This article is part of the supplement: The 2010 International Conference on Bioinformatics and Computational Biology (BIOCOMP 2010): Systems Biology
Statistical methods on detecting differentially expressed genes for RNA-seq data
1 Biostatistics Epidemiology Research Design Core, Center for Clinical and Translational Sciences, The University of Texas Health Science Center at Houston, Houston, TX 77030, USA
2 The Chem21 Group Inc, 1780 Wilson Drive, Lake Forest, IL 60045, USA
3 Department of Statistical Science, Southern Methodist University, Dallas, TX 75275, USA
4 School of Mathematics, University of Manchester, Manchester, M13 9PL, UK
5 Rush University Cancer Center, Rush University Medical Center, Chicago, IL 60612, USA
6 Department of General Surgery and Immunology and Microbiology, Rush University Medical Center, Chicago, IL 60612, USA
7 Department of Radiation Oncology Massachusetts General Hospital and Harvard Medical School Boston, MA 02114, USA
8 Department of Internal Medicine and Biochemistry, Rush University Medical Center, Chicago, IL 60612, USA
BMC Systems Biology 2011, 5(Suppl 3):S1 doi:10.1186/1752-0509-5-S3-S1Published: 23 December 2011
For RNA-seq data, the aggregated counts of the short reads from the same gene is used to approximate the gene expression level. The count data can be modelled as samples from Poisson distributions with possible different parameters. To detect differentially expressed genes under two situations, statistical methods for detecting the difference of two Poisson means are used. When the expression level of a gene is low, i.e., the number of count is small, it is usually more difficult to detect the mean differences, and therefore statistical methods which are more powerful for low expression level are particularly desirable. In statistical literature, several methods have been proposed to compare two Poisson means (rates). In this paper, we compare these methods by using simulated and real RNA-seq data.

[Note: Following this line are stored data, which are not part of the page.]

Issue #2883, opened 2022-04-10
TempDir deletion throws StackOverflowError


andrewparmet:
I have a unit test that creates some files in a temporary directory. Notably it's a Docker container that is creating the files. The test passes locally on my machine (running on a Mac) but fails in GitHub actions: https://github.com/andrewparmet/buf-gradle-plugin/runs/5959677186?check_suite_focus=true with a StackOverflowError as it's trying to clean up:

```
java.lang.StackOverflowError
	at java.base/sun.nio.fs.UnixNativeDispatcher.unlink0(Native Method)
	at java.base/sun.nio.fs.UnixNativeDispatcher.unlink(UnixNativeDispatcher.java:156)
	at java.base/sun.nio.fs.UnixFileSystemProvider.implDelete(UnixFileSystemProvider.java:236)
	at java.base/sun.nio.fs.AbstractFileSystemProvider.delete(AbstractFileSystemProvider.java:105)
	at java.base/java.nio.file.Files.delete(Files.java:1142)
	at org.junit.jupiter.engine.extension.TempDirectory$CloseablePath$1.resetPermissionsAndTryToDeleteAgain(TempDirectory.java:250)
	at org.junit.jupiter.engine.extension.TempDirectory$CloseablePath$1.deleteAndContinue(TempDirectory.java:238)
	at org.junit.jupiter.engine.extension.TempDirectory$CloseablePath$1.visitFile(TempDirectory.java:218)
	at org.junit.jupiter.engine.extension.TempDirectory$CloseablePath$1.visitFile(TempDirectory.java:199)
	at java.base/java.nio.file.Files.walkFileTree(Files.java:2725)
	at java.base/java.nio.file.Files.walkFileTree(Files.java:2797)
	at org.junit.jupiter.engine.extension.TempDirectory$CloseablePath$1.resetPermissionsAndTryToDeleteAgain(TempDirectory.java:247)
	at org.junit.jupiter.engine.extension.TempDirectory$CloseablePath$1.deleteAndContinue(TempDirectory.java:238)
	at org.junit.jupiter.engine.extension.TempDirectory$CloseablePath$1.postVisitDirectory(TempDirectory.java:223)
	at org.junit.jupiter.engine.extension.TempDirectory$CloseablePath$1.postVisitDirectory(TempDirectory.java:199)
	at java.base/java.nio.file.Files.walkFileTree(Files.java:2743)
	at java.base/java.nio.file.Files.walkFileTree(Files.java:2797)

[...]

PR #2884, opened 2022-04-10
Remove BOM dependencies from artifacts defined in the BOM to enable participation in Gradle source dependencies

andrewparmet:
## Overview

While investigating solutions to https://github.com/junit-team/junit5/issues/2883 I attempted to use a Gradle [source dependency](https://blog.gradle.org/introducing-source-dependencies) to depend on the latest version of this project since I couldn't find a published snapshot.

The build with a source dependency failed due to what looks like a circular dependency: most artifacts have a dependency on a BOM that declares them (and hence depends on them).

```
Could not determine the dependencies of task ':compileTestKotlin'.
> Could not resolve all task dependencies for configuration ':testCompileClasspath'.
   > Could not find any version that matches org.junit.jupiter:junit-jupiter:5.9.0-SNAPSHOT.
     Searched in the following locations:
       - Git repository at https://github.com/junit-team/junit5.git
     Required by:
         project : > project :junit5:junit-jupiter > project :junit5:junit-bom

Through simulation study and real data analysis, we find that the Wald test with the data being log-transformed is more powerful than other methods, including the likelihood ratio test, which has similar power as the variance stabilizing transformation test; both are more powerful than the conditional exact test and Fisher exact test.
When the count data in RNA-seq can be reasonably modelled as Poisson distribution, the Wald-Log test is more powerful and should be used to detect the differentially expressed genes.